* [Listed records]:
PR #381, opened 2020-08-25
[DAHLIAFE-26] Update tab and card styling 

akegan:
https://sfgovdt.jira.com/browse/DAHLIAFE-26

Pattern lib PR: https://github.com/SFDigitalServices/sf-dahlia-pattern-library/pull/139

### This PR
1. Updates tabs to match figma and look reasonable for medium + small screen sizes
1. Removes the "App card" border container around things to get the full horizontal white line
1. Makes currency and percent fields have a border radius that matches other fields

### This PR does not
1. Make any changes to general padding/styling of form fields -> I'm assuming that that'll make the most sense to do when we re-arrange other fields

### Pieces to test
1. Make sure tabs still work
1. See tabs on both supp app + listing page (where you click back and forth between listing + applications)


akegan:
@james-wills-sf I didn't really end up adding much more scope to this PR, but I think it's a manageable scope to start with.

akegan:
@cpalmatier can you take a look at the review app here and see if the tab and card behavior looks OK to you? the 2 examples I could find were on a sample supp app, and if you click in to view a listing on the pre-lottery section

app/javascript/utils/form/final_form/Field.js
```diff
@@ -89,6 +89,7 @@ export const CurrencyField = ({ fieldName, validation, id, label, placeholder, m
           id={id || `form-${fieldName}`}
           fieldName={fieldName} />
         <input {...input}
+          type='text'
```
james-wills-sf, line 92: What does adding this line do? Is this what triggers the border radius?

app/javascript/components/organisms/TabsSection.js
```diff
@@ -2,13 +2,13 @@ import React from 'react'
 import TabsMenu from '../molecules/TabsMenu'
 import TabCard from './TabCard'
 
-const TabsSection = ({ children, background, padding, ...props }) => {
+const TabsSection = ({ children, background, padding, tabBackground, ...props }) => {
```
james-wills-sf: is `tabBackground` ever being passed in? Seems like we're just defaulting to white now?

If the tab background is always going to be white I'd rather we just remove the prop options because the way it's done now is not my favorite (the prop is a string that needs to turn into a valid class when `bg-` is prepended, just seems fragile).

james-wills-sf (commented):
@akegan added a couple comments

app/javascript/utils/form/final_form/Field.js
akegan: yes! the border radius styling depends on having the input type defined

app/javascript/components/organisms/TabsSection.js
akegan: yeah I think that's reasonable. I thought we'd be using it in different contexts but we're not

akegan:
...
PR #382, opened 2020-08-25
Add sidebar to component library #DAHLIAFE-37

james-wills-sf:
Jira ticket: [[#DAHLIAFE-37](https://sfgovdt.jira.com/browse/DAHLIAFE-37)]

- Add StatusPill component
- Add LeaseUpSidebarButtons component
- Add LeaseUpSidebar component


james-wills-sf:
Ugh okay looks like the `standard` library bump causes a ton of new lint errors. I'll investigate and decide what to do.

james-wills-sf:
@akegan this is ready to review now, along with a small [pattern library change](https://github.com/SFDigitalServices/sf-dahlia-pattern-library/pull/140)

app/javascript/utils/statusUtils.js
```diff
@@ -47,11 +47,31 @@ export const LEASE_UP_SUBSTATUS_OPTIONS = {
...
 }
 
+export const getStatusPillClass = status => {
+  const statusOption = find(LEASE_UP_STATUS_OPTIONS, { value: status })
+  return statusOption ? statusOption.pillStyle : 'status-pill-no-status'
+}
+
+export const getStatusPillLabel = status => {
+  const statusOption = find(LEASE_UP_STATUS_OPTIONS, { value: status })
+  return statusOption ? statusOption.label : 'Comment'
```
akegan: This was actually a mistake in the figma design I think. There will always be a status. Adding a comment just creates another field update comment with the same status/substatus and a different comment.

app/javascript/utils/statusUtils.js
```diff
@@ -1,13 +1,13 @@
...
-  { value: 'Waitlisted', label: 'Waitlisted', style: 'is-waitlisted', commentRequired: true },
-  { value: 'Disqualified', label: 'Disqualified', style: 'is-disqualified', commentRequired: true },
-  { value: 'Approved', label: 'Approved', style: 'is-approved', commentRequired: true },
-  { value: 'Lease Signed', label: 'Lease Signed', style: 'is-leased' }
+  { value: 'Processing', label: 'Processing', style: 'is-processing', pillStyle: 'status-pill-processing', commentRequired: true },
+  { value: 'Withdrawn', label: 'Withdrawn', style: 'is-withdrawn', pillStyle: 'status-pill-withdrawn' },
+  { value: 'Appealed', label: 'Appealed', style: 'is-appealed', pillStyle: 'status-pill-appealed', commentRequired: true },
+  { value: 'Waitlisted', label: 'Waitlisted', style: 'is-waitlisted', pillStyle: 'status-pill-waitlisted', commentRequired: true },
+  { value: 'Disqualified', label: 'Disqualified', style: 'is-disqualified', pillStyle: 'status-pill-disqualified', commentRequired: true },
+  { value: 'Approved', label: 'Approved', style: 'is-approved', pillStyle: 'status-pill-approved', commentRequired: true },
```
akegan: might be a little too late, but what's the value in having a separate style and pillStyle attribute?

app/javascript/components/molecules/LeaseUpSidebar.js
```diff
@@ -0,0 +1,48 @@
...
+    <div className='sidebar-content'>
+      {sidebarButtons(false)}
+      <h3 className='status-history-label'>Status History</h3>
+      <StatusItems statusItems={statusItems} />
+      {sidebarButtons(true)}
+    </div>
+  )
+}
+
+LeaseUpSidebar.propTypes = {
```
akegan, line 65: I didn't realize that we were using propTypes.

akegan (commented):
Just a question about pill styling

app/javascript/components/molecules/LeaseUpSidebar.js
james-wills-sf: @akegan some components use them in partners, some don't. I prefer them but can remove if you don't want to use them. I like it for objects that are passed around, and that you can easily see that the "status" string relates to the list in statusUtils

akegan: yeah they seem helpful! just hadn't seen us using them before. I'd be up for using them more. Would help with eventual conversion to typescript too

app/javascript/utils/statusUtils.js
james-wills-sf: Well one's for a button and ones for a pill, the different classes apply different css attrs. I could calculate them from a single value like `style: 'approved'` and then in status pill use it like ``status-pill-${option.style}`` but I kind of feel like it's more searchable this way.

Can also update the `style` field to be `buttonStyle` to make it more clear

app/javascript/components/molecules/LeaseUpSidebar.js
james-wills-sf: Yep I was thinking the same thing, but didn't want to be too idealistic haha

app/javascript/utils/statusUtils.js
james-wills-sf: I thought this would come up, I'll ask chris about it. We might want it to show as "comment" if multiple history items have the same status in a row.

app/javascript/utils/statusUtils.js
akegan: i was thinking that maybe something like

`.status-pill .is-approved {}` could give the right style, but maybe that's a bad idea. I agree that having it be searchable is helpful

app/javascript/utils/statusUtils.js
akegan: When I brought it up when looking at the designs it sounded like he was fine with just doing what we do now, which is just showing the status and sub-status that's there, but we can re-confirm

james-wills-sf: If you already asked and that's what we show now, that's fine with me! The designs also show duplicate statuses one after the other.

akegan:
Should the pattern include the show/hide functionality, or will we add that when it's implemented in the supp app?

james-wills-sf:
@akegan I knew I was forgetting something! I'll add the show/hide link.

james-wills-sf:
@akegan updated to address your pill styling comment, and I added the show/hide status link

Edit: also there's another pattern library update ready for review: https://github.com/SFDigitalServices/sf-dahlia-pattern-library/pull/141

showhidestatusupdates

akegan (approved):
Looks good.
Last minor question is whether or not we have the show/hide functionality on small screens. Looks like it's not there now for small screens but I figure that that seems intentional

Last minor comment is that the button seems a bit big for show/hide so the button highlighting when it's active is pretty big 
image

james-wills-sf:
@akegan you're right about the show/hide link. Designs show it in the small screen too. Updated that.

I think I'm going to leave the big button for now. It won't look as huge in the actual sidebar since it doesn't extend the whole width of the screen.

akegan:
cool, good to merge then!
==
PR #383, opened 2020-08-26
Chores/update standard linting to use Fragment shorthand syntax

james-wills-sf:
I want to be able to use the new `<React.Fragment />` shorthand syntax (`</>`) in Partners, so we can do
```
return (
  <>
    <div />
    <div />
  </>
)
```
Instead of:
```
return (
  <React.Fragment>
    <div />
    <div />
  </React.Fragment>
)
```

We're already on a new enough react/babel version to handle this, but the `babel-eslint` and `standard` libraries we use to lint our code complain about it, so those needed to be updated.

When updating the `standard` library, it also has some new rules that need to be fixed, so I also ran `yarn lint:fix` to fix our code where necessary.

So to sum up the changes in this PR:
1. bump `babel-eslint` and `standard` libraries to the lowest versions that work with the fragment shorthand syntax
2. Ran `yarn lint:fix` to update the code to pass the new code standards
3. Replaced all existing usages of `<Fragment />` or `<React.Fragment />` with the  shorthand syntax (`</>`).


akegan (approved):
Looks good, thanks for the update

* [Exercise]: The word "thought" may appear in several lines of the data; copy every line where it does.

* [Response for this exercise]:
akegan: yeah I think that's reasonable. I thought we'd be using it in different contexts but we're not
james-wills-sf: I thought this would come up, I'll ask chris about it. We might want it to show as "comment" if multiple history items have the same status in a row.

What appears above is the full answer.